======== WORKING DATA ========

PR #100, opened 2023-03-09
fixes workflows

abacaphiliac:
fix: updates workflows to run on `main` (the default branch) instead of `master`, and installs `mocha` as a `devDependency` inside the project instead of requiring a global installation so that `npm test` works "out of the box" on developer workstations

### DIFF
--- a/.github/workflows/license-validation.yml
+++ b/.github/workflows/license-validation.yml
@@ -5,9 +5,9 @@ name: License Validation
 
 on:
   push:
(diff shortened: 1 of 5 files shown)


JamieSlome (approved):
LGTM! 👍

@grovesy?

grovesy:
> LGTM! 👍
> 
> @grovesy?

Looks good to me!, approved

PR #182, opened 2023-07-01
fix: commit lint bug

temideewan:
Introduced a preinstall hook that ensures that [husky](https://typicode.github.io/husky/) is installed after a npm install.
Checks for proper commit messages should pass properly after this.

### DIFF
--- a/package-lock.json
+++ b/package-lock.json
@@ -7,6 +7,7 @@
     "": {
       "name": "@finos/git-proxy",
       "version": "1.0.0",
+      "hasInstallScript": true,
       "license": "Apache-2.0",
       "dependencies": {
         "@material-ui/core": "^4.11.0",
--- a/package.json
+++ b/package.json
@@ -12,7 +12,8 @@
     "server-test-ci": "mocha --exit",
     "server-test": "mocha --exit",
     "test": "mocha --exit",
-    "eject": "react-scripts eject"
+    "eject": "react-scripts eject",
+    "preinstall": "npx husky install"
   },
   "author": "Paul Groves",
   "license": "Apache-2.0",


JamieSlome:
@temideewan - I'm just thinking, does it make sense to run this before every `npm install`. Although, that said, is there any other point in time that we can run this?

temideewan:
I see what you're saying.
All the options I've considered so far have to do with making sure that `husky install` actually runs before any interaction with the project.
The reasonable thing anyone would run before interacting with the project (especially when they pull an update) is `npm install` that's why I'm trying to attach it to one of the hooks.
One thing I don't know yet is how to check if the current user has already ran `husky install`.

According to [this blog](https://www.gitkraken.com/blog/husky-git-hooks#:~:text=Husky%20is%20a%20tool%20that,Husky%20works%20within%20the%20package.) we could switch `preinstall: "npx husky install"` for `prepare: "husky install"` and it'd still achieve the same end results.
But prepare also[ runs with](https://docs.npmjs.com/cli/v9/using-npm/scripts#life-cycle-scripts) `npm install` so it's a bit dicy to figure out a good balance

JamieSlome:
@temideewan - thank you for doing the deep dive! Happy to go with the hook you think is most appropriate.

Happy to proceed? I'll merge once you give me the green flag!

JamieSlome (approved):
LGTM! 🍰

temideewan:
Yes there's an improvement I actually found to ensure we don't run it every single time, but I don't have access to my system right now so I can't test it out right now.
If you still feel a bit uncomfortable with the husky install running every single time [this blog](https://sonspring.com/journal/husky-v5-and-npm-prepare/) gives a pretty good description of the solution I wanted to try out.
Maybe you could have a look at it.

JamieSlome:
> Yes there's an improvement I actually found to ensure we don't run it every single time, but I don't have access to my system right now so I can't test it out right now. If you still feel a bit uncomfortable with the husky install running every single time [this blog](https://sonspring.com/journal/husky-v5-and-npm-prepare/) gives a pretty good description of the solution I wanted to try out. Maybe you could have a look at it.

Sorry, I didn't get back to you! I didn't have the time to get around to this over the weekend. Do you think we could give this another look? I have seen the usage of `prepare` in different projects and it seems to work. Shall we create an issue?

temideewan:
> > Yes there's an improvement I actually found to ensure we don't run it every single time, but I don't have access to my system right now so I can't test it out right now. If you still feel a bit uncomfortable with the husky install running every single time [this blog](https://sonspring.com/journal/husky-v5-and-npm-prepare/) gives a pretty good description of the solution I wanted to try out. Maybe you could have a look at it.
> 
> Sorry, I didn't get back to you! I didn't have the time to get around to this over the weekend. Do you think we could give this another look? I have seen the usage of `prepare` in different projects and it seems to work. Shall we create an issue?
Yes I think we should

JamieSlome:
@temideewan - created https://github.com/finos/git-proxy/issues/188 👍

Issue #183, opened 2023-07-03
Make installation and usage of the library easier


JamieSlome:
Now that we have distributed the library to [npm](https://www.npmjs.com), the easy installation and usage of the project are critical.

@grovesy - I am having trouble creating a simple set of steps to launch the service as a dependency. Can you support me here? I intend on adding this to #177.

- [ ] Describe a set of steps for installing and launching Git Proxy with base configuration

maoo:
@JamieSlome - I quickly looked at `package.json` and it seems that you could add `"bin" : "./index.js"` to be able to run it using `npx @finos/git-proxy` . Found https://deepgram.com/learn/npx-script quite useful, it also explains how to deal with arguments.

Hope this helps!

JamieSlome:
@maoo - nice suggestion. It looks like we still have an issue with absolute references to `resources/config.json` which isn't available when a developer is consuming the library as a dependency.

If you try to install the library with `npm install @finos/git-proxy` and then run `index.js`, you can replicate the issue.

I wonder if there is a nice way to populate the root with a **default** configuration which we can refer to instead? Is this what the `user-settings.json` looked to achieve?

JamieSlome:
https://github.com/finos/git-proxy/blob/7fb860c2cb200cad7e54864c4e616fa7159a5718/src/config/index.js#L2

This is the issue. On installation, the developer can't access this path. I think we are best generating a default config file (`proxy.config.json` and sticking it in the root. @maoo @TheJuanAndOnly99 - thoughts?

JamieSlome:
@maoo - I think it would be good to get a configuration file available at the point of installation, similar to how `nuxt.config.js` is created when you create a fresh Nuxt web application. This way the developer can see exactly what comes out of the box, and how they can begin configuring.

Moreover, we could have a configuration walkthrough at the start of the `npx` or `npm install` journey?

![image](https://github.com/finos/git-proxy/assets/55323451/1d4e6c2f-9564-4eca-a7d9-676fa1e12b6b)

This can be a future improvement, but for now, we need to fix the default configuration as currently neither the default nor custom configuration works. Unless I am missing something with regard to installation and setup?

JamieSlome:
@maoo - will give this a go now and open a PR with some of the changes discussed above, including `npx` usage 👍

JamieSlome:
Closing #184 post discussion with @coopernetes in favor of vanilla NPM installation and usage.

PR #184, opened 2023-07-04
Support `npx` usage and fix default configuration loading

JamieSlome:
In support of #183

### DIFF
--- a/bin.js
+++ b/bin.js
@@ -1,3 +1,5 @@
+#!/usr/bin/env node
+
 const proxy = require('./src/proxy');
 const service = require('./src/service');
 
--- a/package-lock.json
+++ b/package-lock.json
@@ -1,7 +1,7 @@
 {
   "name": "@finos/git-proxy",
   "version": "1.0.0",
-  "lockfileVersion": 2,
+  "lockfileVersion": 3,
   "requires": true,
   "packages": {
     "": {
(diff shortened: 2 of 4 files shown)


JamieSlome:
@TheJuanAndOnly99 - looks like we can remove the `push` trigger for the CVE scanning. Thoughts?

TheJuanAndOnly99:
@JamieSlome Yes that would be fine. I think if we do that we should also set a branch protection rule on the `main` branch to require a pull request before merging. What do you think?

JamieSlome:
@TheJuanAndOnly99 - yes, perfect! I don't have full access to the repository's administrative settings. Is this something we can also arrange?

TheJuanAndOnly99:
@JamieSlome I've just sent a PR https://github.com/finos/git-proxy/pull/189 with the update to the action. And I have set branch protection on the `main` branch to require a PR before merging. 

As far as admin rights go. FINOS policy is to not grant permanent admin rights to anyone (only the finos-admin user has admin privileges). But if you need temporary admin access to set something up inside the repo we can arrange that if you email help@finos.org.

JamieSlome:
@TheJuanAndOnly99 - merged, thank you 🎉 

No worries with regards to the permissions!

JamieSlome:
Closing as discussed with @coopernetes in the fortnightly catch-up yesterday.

========

**WHAT THE EXERCISE ASKS:** Pull out every line in the data above that has the word "weekend".

**WRITTEN ANSWER:**
Sorry, I didn't get back to you! I didn't have the time to get around to this over the weekend. Do you think we could give this another look? I have seen the usage of `prepare` in different projects and it seems to work. Shall we create an issue?
> Sorry, I didn't get back to you! I didn't have the time to get around to this over the weekend. Do you think we could give this another look? I have seen the usage of `prepare` in different projects and it seems to work. Shall we create an issue?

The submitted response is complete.